PR #1889, opened 2024-09-17
Making the xsLibrary tests more thread safe

john-science:
## What is the change?

I have changed some tests to read in some data files by thread, rather than by class.

We believe this will make these tests more thread safe.

---

## Checklist

### DIFF
--- a/armi/nuclearDataIO/tests/test_xsLibraries.py
+++ b/armi/nuclearDataIO/tests/test_xsLibraries.py
@@ -53,8 +53,8 @@ DLAYXS_MCC3 = os.path.join(FIXTURE_DIR_CCCC, "mc2v3.dlayxs")
 UFG_FLUX_EDIT = os.path.join(FIXTURE_DIR, "mc2v3-AA.flux_ufg")
 
 
-class TempFileMixin(unittest.TestCase):
-    """really a test case."""
+class TempFileMixin:
+    """Not a test; just helpful test tooling."""
 
     def setUp(self):
         self.td = TemporaryDirectoryChanger()
@@ -71,7 +71,7 @@ class TempFileMixin(unittest.TestCase):
         )
 
 
-class TestXSLibrary(TempFileMixin):
+class TestXSLibrary(TempFileMixin, unittest.TestCase):
     @classmethod
     def setUpClass(cls):
         cls.isotxsAA = isotxs.readBinary(ISOTXS_AA)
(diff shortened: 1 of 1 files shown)


armi/nuclearDataIO/tests/test_xsLibraries.py
```diff
@@ -546,4 +493,4 @@ def test_mergeAllXSLibFiles(self):
 
 
 # Remove the abstract class, so that it does not run (all tests would fail)
-del TestXSlibraryMerging
```
ntouran, line 549: now that you renamed it, isn't there's no reason to delete it down here anymore so you can remove these lines. The test discovery finds all classes that start with `Test` in their name. Hmm maybe not b/c other test classes in here don't start with `Test`...

ntouran (commented):
Loving it. I was thinking of adding the xdist `_testMethodName` thing (see https://github.com/terrapower/armi/commit/ba309d0f83ab901a4b4594f750f47eef0b86b143) but I think your solution is simpler and cleaner and should also solve the same problem. By loading libs directly onto the test case instance before each individual test, there should be no opportunity for different threads to clobber each other, even though they're reading from the same file. They'll all have independent file handles and store results in independent memory. should work!

drewj-tp (approved):
This is a worthwhile change, regardless of if/how it impacts #1852

Thanks @john-science and @ntouran!

armi/nuclearDataIO/tests/test_xsLibraries.py
john-science: Unfortunately, I tried deleting this line, and I get test failures:

```bash
  File "C:\Users\jstilley\codes\repos\nala\framework\armi\nuclearDataIO\tests\test_xsLibraries.py", line 303, in setUp
    self.libAA = self.getReadFunc()(self.getLibAAPath())
  File "C:\Users\jstilley\codes\repos\nala\framework\armi\nuclearDataIO\tests\test_xsLibraries.py", line 312, in getReadFunc
    raise NotImplementedError()
NotImplementedError
```

I guess `pytest` finds all classes that subclass `unittest.TestCase`, it doesn't just go by the name of the class.

Which is strange, because I'm pretty sure it _does_ find unit test methods by any name starting with `test`.  That's a strange asymmetry.

drewj-tp: > pytest will automatically collect unittest.TestCase subclasses and their test methods in test_*.py or *_test.py files

https://docs.pytest.org/en/7.1.x/how-to/unittest.html

ntouran: ah ok thanks for the reminder. so its the module name not the class name. I stand corrected.

drewj-tp:
I've re-ran #1852 tests 5+ times all morning and no failure! 🎉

_ _ _ _

▶ [Required action]
Everything in the data above should be output exactly as it stands.

▶ [Result for this exercise]
PR #1889, opened 2024-09-17
Making the xsLibrary tests more thread safe

john-science:
## What is the change?

I have changed some tests to read in some data files by thread, rather than by class.

We believe this will make these tests more thread safe.

---

## Checklist

### DIFF
--- a/armi/nuclearDataIO/tests/test_xsLibraries.py
+++ b/armi/nuclearDataIO/tests/test_xsLibraries.py
@@ -53,8 +53,8 @@ DLAYXS_MCC3 = os.path.join(FIXTURE_DIR_CCCC, "mc2v3.dlayxs")
 UFG_FLUX_EDIT = os.path.join(FIXTURE_DIR, "mc2v3-AA.flux_ufg")
 
 
-class TempFileMixin(unittest.TestCase):
-    """really a test case."""
+class TempFileMixin:
+    """Not a test; just helpful test tooling."""
 
     def setUp(self):
         self.td = TemporaryDirectoryChanger()
@@ -71,7 +71,7 @@ class TempFileMixin(unittest.TestCase):
         )
 
 
-class TestXSLibrary(TempFileMixin):
+class TestXSLibrary(TempFileMixin, unittest.TestCase):
     @classmethod
     def setUpClass(cls):
         cls.isotxsAA = isotxs.readBinary(ISOTXS_AA)
(diff shortened: 1 of 1 files shown)


armi/nuclearDataIO/tests/test_xsLibraries.py
```diff
@@ -546,4 +493,4 @@ def test_mergeAllXSLibFiles(self):
 
 
 # Remove the abstract class, so that it does not run (all tests would fail)
-del TestXSlibraryMerging
```
ntouran, line 549: now that you renamed it, isn't there's no reason to delete it down here anymore so you can remove these lines. The test discovery finds all classes that start with `Test` in their name. Hmm maybe not b/c other test classes in here don't start with `Test`...

ntouran (commented):
Loving it. I was thinking of adding the xdist `_testMethodName` thing (see https://github.com/terrapower/armi/commit/ba309d0f83ab901a4b4594f750f47eef0b86b143) but I think your solution is simpler and cleaner and should also solve the same problem. By loading libs directly onto the test case instance before each individual test, there should be no opportunity for different threads to clobber each other, even though they're reading from the same file. They'll all have independent file handles and store results in independent memory. should work!

drewj-tp (approved):
This is a worthwhile change, regardless of if/how it impacts #1852

Thanks @john-science and @ntouran!

armi/nuclearDataIO/tests/test_xsLibraries.py
john-science: Unfortunately, I tried deleting this line, and I get test failures:

```bash
  File "C:\Users\jstilley\codes\repos\nala\framework\armi\nuclearDataIO\tests\test_xsLibraries.py", line 303, in setUp
    self.libAA = self.getReadFunc()(self.getLibAAPath())
  File "C:\Users\jstilley\codes\repos\nala\framework\armi\nuclearDataIO\tests\test_xsLibraries.py", line 312, in getReadFunc
    raise NotImplementedError()
NotImplementedError
```

I guess `pytest` finds all classes that subclass `unittest.TestCase`, it doesn't just go by the name of the class.

Which is strange, because I'm pretty sure it _does_ find unit test methods by any name starting with `test`.  That's a strange asymmetry.

drewj-tp: > pytest will automatically collect unittest.TestCase subclasses and their test methods in test_*.py or *_test.py files

https://docs.pytest.org/en/7.1.x/how-to/unittest.html

ntouran: ah ok thanks for the reminder. so its the module name not the class name. I stand corrected.

drewj-tp:
I've re-ran #1852 tests 5+ times all morning and no failure! 🎉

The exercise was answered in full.